What the task requires: Write the entries out again. Every character must match.

Provided information:
PR #72, opened 2020-07-30
Remove null checks

EmmaWenzel:
Remove null checks in game utils functions and some user utils functions and test for those functions throwing exceptions instead.

### DIFF
--- a/src/main/java/com/google/sps/servlets/startGameServlet.java
+++ b/src/main/java/com/google/sps/servlets/startGameServlet.java
@@ -45,6 +45,11 @@ public class startGameServlet extends HttpServlet {
   public void doPost(HttpServletRequest request, HttpServletResponse response) throws IOException {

Reply to the exercise:
PR #72, opened 2020-07-30
Remove null checks

EmmaWenzel:
Remove null checks in game utils functions and some user utils functions and test for those functions throwing exceptions instead.

### DIFF
--- a/src/main/java/com/google/sps/servlets/startGameServlet.java
+++ b/src/main/java/com/google/sps/servlets/startGameServlet.java
@@ -45,6 +45,11 @@ public class startGameServlet extends HttpServlet {
   public void doPost(HttpServletRequest request, HttpServletResponse response) throws IOException {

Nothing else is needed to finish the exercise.